«Dal punto un po’ eminente ov’eravamo, di quest’isola che un braccio brevissimo di mare separava dall’altr’isola grande di Sicilia, si scorgean il bacino con le molte vasche ove l’acqua man mano evaporava, i molini a vento che per canali e chiuse la sospingeano da una vasca all’altra, i cumuli a piramidi bianchissime di sale della grande salina là di fronte.
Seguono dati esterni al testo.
PR #1473, opened 2024-01-11
Add `with_group_context_extensions` method to group builders

keks:
Currently, only two kinds of extensions can be set for the initial group context, and they both have their own method on the builder to set them. In order to be able to add arbitrary extensions, this PR adds a method `with_group_context_extensions` to the group builders, that sets an arbitrary set of extensions. The set is of type `Extensions`, so we know that each extension is only set once.

Any RequiredCapability extension mentioned in that set will be overwritten, and if ExternalSenders is specified using the dedicated method, that one is preferred and the one provided using `with_group_context_extensions` is dropped.

### DIFF
--- a/openmls/src/group/core_group/mod.rs
+++ b/openmls/src/group/core_group/mod.rs
@@ -211,15 +211,9 @@ impl CoreGroupBuilder {
         mut self,
         extensions: Extensions,
     ) -> Result<Self, InvalidExtensionError> {
-        let is_valid_in_group_context = extensions.application_id().is_none()
-            && extensions.ratchet_tree().is_none()
-            && extensions.external_pub().is_none();
-        if !is_valid_in_group_context {
-            return Err(InvalidExtensionError::IllegalInGroupContext);
-        }
         self.public_group_builder = self
             .public_group_builder
-            .with_group_context_extensions(extensions);
+            .with_group_context_extensions(extensions)?;
         Ok(self)
     }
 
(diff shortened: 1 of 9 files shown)


openmls/src/group/mls_group/builder.rs
```diff
@@ -198,4 +199,12 @@ impl MlsGroupBuilder {
             .external_senders(external_senders);
         self
     }
+
+    /// Sets the initial group context extensions
+    pub fn with_group_context_extensions(mut self, extensions: Extensions) -> Self {
```
franziskuskiefer, line 204: Do we check that `extensions` are only valid group context extensions?
This is of course a little difficult for extensions that OpenMLS doesn't know about, and the spec doesn't give us much to help here. But we should at least make sure that we don't allow extensions in here from the RFC that are not group context extensions. And we should have a test case for that.

openmls/src/group/core_group/mod.rs
```diff
@@ -200,6 +200,19 @@ impl CoreGroupBuilder {
         }
         self
     }
+
+    /// Set initial group context extensions. Note that RequiredCapabilities
+    /// extensions will be overwritten, and should be set using a call to
+    /// `required_capabilities`. If `ExternalSenders` extensions are provided
+    /// both in this call, and a call to `external_senders`, only the one from
```
franziskuskiefer, line 207: Is this something that should be mentioned on the public API as well?

franziskuskiefer (commented):
Thanks, generally lgtm. 
One main comment.

keks:
@kkohbrok Good points, I added everything.

kkohbrok (approved):
Thanks, much appreciated!

PR #1475, opened 2024-01-17
Process GroupContextExtensions Proposals

### LINKED ISSUE #1238: Apply GroupContextExtension (GCE) proposals

keks:
This PR adds support for GroupContextExtensions proposals. The relevant validation has been added both to the code and the documentation.

Note that we can't build illegal messages, so there are no tests of the validation of incoming messages, yet.

Fixes #1238, #566

### DIFF
--- a/openmls/src/group/core_group/test_proposals.rs
+++ b/openmls/src/group/core_group/test_proposals.rs
@@ -22,7 +22,6 @@ use crate::{
     messages::proposals::{AddProposal, Proposal, ProposalOrRef, ProposalType},
     schedule::psk::store::ResumptionPskStore,
     test_utils::*,
-    treesync::errors::LeafNodeValidationError,
     versions::ProtocolVersion,
 };
 
@@ -308,58 +307,6 @@ fn test_required_unsupported_proposals(ciphersuite: Ciphersuite, provider: &impl
         e,
         CoreGroupBuildError::PublicGroupBuildError(PublicGroupBuildError::UnsupportedProposalType)
     )
-}
-
-#[apply(ciphersuites_and_providers)]
-fn test_required_extension_key_package_mismatch(
-    ciphersuite: Ciphersuite,
-    provider: &impl OpenMlsProvider,
-) {
-    // Basic group setup.
-    let group_aad = b"Alice's test group";
-    let framing_parameters = FramingParameters::new(group_aad, WireFormat::PublicMessage);
-
-    let (alice_credential, _, alice_signer, _alice_pk) =
-        setup_client("Alice", ciphersuite, provider);
-    let (_bob_credential_with_key, bob_key_package_bundle, _, _) =
-        setup_client("Bob", ciphersuite, provider);
-    let bob_key_package = bob_key_package_bundle.key_package();
-
-    // Set required capabilities
-    let extensions = &[
-        ExtensionType::RequiredCapabilities,
-        ExtensionType::ApplicationId,
-    ];
-    let proposals = &[
-        ProposalType::GroupContextExtensions,
-        ProposalType::Add,
-        ProposalType::Remove,
-        ProposalType::Update,
-    ];
-    let credentials = &[CredentialType::Basic];
-    let required_capabilities =
-        RequiredCapabilitiesExtension::new(extensions, proposals, credentials);
-
-    let alice_group = CoreGroup::builder(
-        GroupId::random(provider.rand()),
-        CryptoConfig::with_default_version(ciphersuite),
-        alice_credential,
-    )
-    .with_required_capabilities(required_capabilities)
-    .build(provider, &alice_signer)
-    .expect("Error creating CoreGroup.");
-
-    let e = alice_group
-        .create_add_proposal(
-            framing_parameters,
-            bob_key_package.clone(),
-            &alice_signer,
-        )
-        .expect_err("Proposal was created even though the key package didn't support the required extensions.");
-    assert_eq!(
-        e,
-        CreateAddProposalError::LeafNodeValidation(LeafNodeValidationError::UnsupportedExtensions)
-    );
 }
 
 #[apply(ciphersuites_and_providers)]
--- a/openmls/src/group/mls_group/test_mls_group.rs
+++ b/openmls/src/group/mls_group/test_mls_group.rs
@@ -1043,7 +1043,7 @@ fn group_context_extensions_proposal(ciphersuite: Ciphersuite, provider: &impl O
         .expect("couldn't get required_capabilities");
 
     // has required_capabilities as required capability
-    assert!(required_capabilities.extension_types() == &[ExtensionType::RequiredCapabilities]);
+    assert!(required_capabilities.extension_types() == [ExtensionType::RequiredCapabilities]);
 }
 
 // Test that the builder pattern accurately configures the new group.
--- a/openmls/src/group/mls_group/test_mls_group.rs
+++ b/openmls/src/group/mls_group/test_mls_group.rs
@@ -1059,7 +1059,7 @@ fn group_context_extensions_proposal(ciphersuite: Ciphersuite, provider: &impl O
     // === committing to two group context extensions should fail
 
     alice_group
-        .propose_group_context_extensions(provider, new_extensions.clone(), &alice_signer)
+        .propose_group_context_extensions(provider, new_extensions, &alice_signer)
         .expect("failed to build group context extensions proposal");
 
     // the proposals need to be different or they will be deduplicated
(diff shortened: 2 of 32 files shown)


keks:
The test that now fails is unrelated and (I believe) broken:

https://github.com/openmls/openmls/blob/main/openmls/src/group/core_group/test_proposals.rs#L314-L363

It adds regular extensions to the required capabilities and then asserts that this should fail because the extension types are not explicitly listed in the key package. However, the RFC says that the extensions defined therein must always be supported and do not need to be specified.

As long as we don't let the group types support more capabilities than the default ones, I don't think that test can be fixed. Should I just delete it? Comment it out?

@franziskuskiefer  @kkohbrok what do you think?

keks:
BTW the reason this fails now is that I fixed the supported capabilities test functions: 

https://github.com/openmls/openmls/pull/1475/files#diff-222e1633c67450da2c5b1fe61b546f6dc7d1d5f83ab0e8e9a28513009d798a1eL140-R156

openmls/src/group/mls_group/test_mls_group.rs
```diff
@@ -1002,6 +1002,96 @@ fn remove_prosposal_by_ref(ciphersuite: Ciphersuite, provider: &impl OpenMlsProv
...
+    let required_capabilities = alice_group
+        .group()
+        .group_context_extensions()
+        .required_capabilities()
+        .expect("couldn't get required_capabilities");
+
+    // no required extensions
+    assert!(required_capabilities.extension_types().is_empty());
+
+    let new_extensions = Extensions::from_vec(vec![Extension::RequiredCapabilities(
```
kkohbrok, line 1026: Just a small nit: I believe `Extensions` has a `single` constructor that allows you to create an instance of `Extensions` from a single extension. So you don't have to create a vector first. Same goes for two lines below.

openmls/src/group/mls_group/test_mls_group.rs
```diff
@@ -1002,6 +1002,96 @@ fn remove_prosposal_by_ref(ciphersuite: Ciphersuite, provider: &impl OpenMlsProv
...
+        .expect("error merging pending commit");
+
+    let required_capabilities = alice_group
+        .group()
+        .group_context_extensions()
+        .required_capabilities()
+        .expect("couldn't get required_capabilities");
+
+    // has required_capabilities as required capability
+    assert!(required_capabilities.extension_types() == [ExtensionType::RequiredCapabilities]);
```
kkohbrok, line 1057: For a little more coverage, you could compare the content of the extension in addition to just the type here.

openmls/src/group/mls_group/test_mls_group.rs
```diff
@@ -1002,6 +1002,96 @@ fn remove_prosposal_by_ref(ciphersuite: Ciphersuite, provider: &impl OpenMlsProv
...
+    // === committing to two group context extensions should fail
+
+    alice_group
+        .propose_group_context_extensions(provider, new_extensions, &alice_signer)
+        .expect("failed to build group context extensions proposal");
+
+    // the proposals need to be different or they will be deduplicated
+    alice_group
+        .propose_group_context_extensions(provider, new_extensions_2, &alice_signer)
+        .expect("failed to build group context extensions proposal");
```
kkohbrok, line 1068: In the future, this will hopefully start failing at some point because a RatchetTreeExtension is not actually a group context extension.

openmls/src/group/mls_group/test_mls_group.rs
```diff
@@ -1002,6 +1002,96 @@ fn remove_prosposal_by_ref(ciphersuite: Ciphersuite, provider: &impl OpenMlsProv
...
+    )])
+    .expect("failed to build new extensions list");
+
+    alice_group
+        .propose_group_context_extensions(provider, new_extensions, &alice_signer)
+        .expect_err("expected an error building GCE proposal with bad required_capabilities");
+
+    // TODO: we need to test that processing a commit with multiple group context extensions
+    //       proposal also fails. however, we can't generate this commit, because our functions for
+    //       constructing commits does not permit it.
```
kkohbrok, line 1093: If you don't want to do this in this PR (which is totally fine), can you create an issue and reference the issue number in this TODO? Just so we don't lose track of it.

openmls/src/group/public_group/diff/apply_proposals.rs
```diff
@@ -140,6 +142,15 @@ impl<'a> PublicGroupDiff<'a> {
             })
             .collect();
 
+        // apply group context extension proposal
+        let extensions = proposal_queue
+            .filtered_by_type(ProposalType::GroupContextExtensions)
+            .map(|queued_proposal| match queued_proposal.proposal() {
+                Proposal::GroupContextExtensions(extensions) => extensions.extensions().clone(),
+                _ => unreachable!(),
```
kkohbrok, line 150: Is there a reason why you're not using `filter_map` and an `if let` construction here? It would avoid the `unreachable`.

openmls/src/group/public_group/validation.rs
```diff
@@ -515,7 +516,42 @@ impl PublicGroup {
...
+                    let ext_type_list: Vec<_> = extensions
+                        .extensions()
+                        .iter()
+                        .map(|ext| ext.extension_type())
+                        .collect();
+
+                    self.check_extension_support(&ext_type_list).map_err(|_| GroupContextExtensionsProposalValidationError::ExtensionNotSupportedByAllMembers)?
+                }
+                _ => {
+                    return Err(GroupContextExtensionsProposalValidationError::LibraryError(
```
kkohbrok, line 537: I think you can get rid of this library error by using an `if let` construction here.

openmls/src/group/core_group/test_proposals.rs
```diff
@@ -310,58 +309,6 @@ fn test_required_unsupported_proposals(ciphersuite: Ciphersuite, provider: &impl
     )
 }
 
-#[apply(ciphersuites_and_providers)]
```
kkohbrok, line 313: Instead of deleting this test, can't you replace the default extensions used here with extensions of type `Unknown`?

kkohbrok (changes requested):
Thanks for tackling this! A few questions and nits, but this generally looks good to me.

openmls/src/group/core_group/test_proposals.rs
kkohbrok: I see. Then I think it's okay to delete it for now. I'll restore it once I get around to enabling Unknown extensions.

openmls/src/group/mls_group/test_mls_group.rs
keks: I don't think it should, because we are only using the ratchet tree extension type in the RequiredCapabilities extension, not the actual extension.

openmls/src/group/mls_group/test_mls_group.rs
keks: This is a bit wonky -- I am using a RequireCapability extension and use it to require the capability to handle "RequiredCapabilities" extensions. So I am checking that the extension has the correct extension types in it's contents.

kkohbrok: Ah, I didn't see that. Fair enough.

openmls/src/group/mls_group/test_mls_group.rs
kkohbrok: Good point. Let's leave it as it is, then.

openmls/src/group/public_group/validation.rs
keks: Hm, I could use `if let` but then what if I do find a non-gce proposal in there? I could ignore it or return a LibraryError -- it would just live in the `else` branch of the `if let`.

kkohbrok: The policy we agreed on at some point was that we ignore libraryerrors where possible. For example in `apply_proposals`, we filter for proposals quite a lot and always ignore "unexpected" results. Do I remember this correctly @franziskuskiefer? We should really document this somewhere if we haven't already.

franziskuskiefer: There's a tradeoff between readability, soundness, and correctness. If soundness and correctness isn't impacted, it's ok to ommit library errors. There were some refactorings that unfortunately introduced soundness issues by removing library errors (something that still needs fixing).
Since this function has to return an error anyway because it's checking for multiple gce proposals, I think we should keep the library error here.

kkohbrok: Fair enough. Have we written all of this down somewhere? If not, maybe the wiki would be a good place? Or the documentation of `LibraryError`?

kkohbrok (approved):

PR #1477, opened 2024-01-18
Add leaf node configuration options to MlsGroup builder

kkohbrok:
This PR adds (and tests) a way to add leaf node extensions and capabilities when creating a new group using the MlsGroup builder pattern.

### DIFF
--- a/openmls/src/group/core_group/mod.rs
+++ b/openmls/src/group/core_group/mod.rs
@@ -190,7 +190,7 @@ impl CoreGroupBuilder {
             .with_required_capabilities(required_capabilities);
         self
     }
-    /// Set the [`Capabilities`] of the [`CoreGroup`].
+    /// Set the [`Capabilities`] of the group's creator.
     pub(crate) fn with_capabilities(mut self, capabilities: Capabilities) -> Self {
         self.public_group_builder = self.public_group_builder.with_capabilities(capabilities);
         self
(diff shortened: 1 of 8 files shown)


openmls/src/group/public_group/builder.rs
```diff
@@ -64,7 +70,23 @@ impl TempBuilderPG1 {
...
+        mut self,
+        extensions: Extensions,
+    ) -> Result<Self, InvalidExtensionError> {
+        // None of the default extensions are leaf node extensions, so only
+        // unknown extensions can be leaf node extensions.
+        let is_valid_in_leaf_node = extensions
+            .iter()
+            .all(|e| matches!(e.extension_type(), ExtensionType::Unknown(_)));
+        if !is_valid_in_leaf_node {
+            return Err(InvalidExtensionError::IllegalInGroupContext);
```
keks, line 87: I believe this is the wrong error, or am I missing something?

openmls/src/group/core_group/mod.rs
```diff
@@ -189,6 +190,11 @@ impl CoreGroupBuilder {
             .with_required_capabilities(required_capabilities);
         self
     }
+    /// Set the [`Capabilities`] of the [`CoreGroup`].
```
keks, line 193: This confused me for a second because this sounds like the capabilities are a property of the CoreGroup and not the LeafNode. Maybe "Capabilities of the group creator's LeafNode" or something like that would be more accurate?

keks (changes requested):
Just two small nits, otherwise looks good!

kkohbrok:
Thanks for the feedback! I hope I addressed everything.

keks (approved):
Looks good!

franziskuskiefer (approved):
Thanks

PR #1478, opened 2024-01-18
Clean up `MlsGroup*` builders

kkohbrok:
This PR removes the dedicated `required_capabilities` and `external_senders` fields (along with their getters and setters) in favor of the `group_context_extension` field. This makes processing during group creation easier.

### DIFF
--- a/openmls/src/group/mls_group/builder.rs
+++ b/openmls/src/group/mls_group/builder.rs
@@ -2,7 +2,7 @@ use openmls_traits::{key_store::OpenMlsKeyStore, signatures::Signer, OpenMlsProv
 
 use crate::{
     credentials::CredentialWithKey,
-    extensions::{errors::InvalidExtensionError, Extensions, ExternalSendersExtension},
+    extensions::{errors::InvalidExtensionError, Extensions},
     group::{
         config::CryptoConfig, public_group::errors::PublicGroupBuildError, CoreGroup,
         CoreGroupBuildError, CoreGroupConfig, GroupId, MlsGroupCreateConfig,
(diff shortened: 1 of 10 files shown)


openmls/src/group/mls_group/builder.rs
```diff
@@ -194,22 +195,6 @@ impl MlsGroupBuilder {
         self
     }
 
-    /// Sets the `external_senders` property of the MlsGroup.
-    pub fn external_senders(mut self, external_senders: ExternalSendersExtension) -> Self {
```
franziskuskiefer, line 198: Remmoving these public functions should go into the changelog.
We should add the others we added as well.

openmls/src/group/tests/external_remove_proposal.rs
```diff
@@ -30,7 +30,10 @@ fn new_test_group(
     let mls_group_config = MlsGroupCreateConfig::builder()
         .wire_format_policy(wire_format_policy)
         .crypto_config(CryptoConfig::with_default_version(ciphersuite))
-        .external_senders(external_senders)
+        .with_group_context_extensions(Extensions::single(Extension::ExternalSenders(
```
franziskuskiefer, line 33: Nothing to change here. But I noticed that we're not consistent using `with_property` or only `property` in builders.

Si scorgeano anche, ignudi e neri contra il biancore abbacinante di quel sale, i salinari che vi lavoravano, macinavano, cernevano, caricavano il sale sopra i carri e gli schifazzi che per terra e per mare là giungevano, di là partivano pel mondo».
Vincenzo Consolo, Retablo, cit., p. 121.
«Camminando, s’appressava a noi, sorgendo appena da quello spesso mare evaporato, il bel teatro delle mura gialle, con torri e porte che lungo la spiaggia concludevano l’isola e il verdeggiare suo di terebinti, palme, ampelodesmi, pini d’Aleppo, ferule, agavi, giunchiglie, nell’intensa e calda, nella corposa luce dello specchio d’acque, luce fenicia, di riflesso porpora, di vetro o di conchiglia, che avvampa e assolve ogni più vera, dura consistenza».
Vincenzo Consolo, Retablo, cit., p. 112.